▶ _Task instructions_
Word for word, restate the lines from the start of the data down to the line with "## Solution", both included.

Stored items:
▶
PR #330, opened 2024-10-25
[2.8] Add cluster.cattle.io, RBAC and Batch Controllers, Add Missing Import and Session Replaces to the Missing Controllers

caliskanugur:
## Problem

RBAC, `cluster.cattle.io ` and batch controllers were missing, as well as some controllers' replaces for session and imports
 
## Solution

RBAC, `cluster.cattle.io ` and batch controllers, add missing map items for the path walks


igomez06 (approved):
LGTM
◀
▶ _Reply to the task_
PR #330, opened 2024-10-25
[2.8] Add cluster.cattle.io, RBAC and Batch Controllers, Add Missing Import and Session Replaces to the Missing Controllers

caliskanugur:
## Problem

RBAC, `cluster.cattle.io ` and batch controllers were missing, as well as some controllers' replaces for session and imports
 
## Solution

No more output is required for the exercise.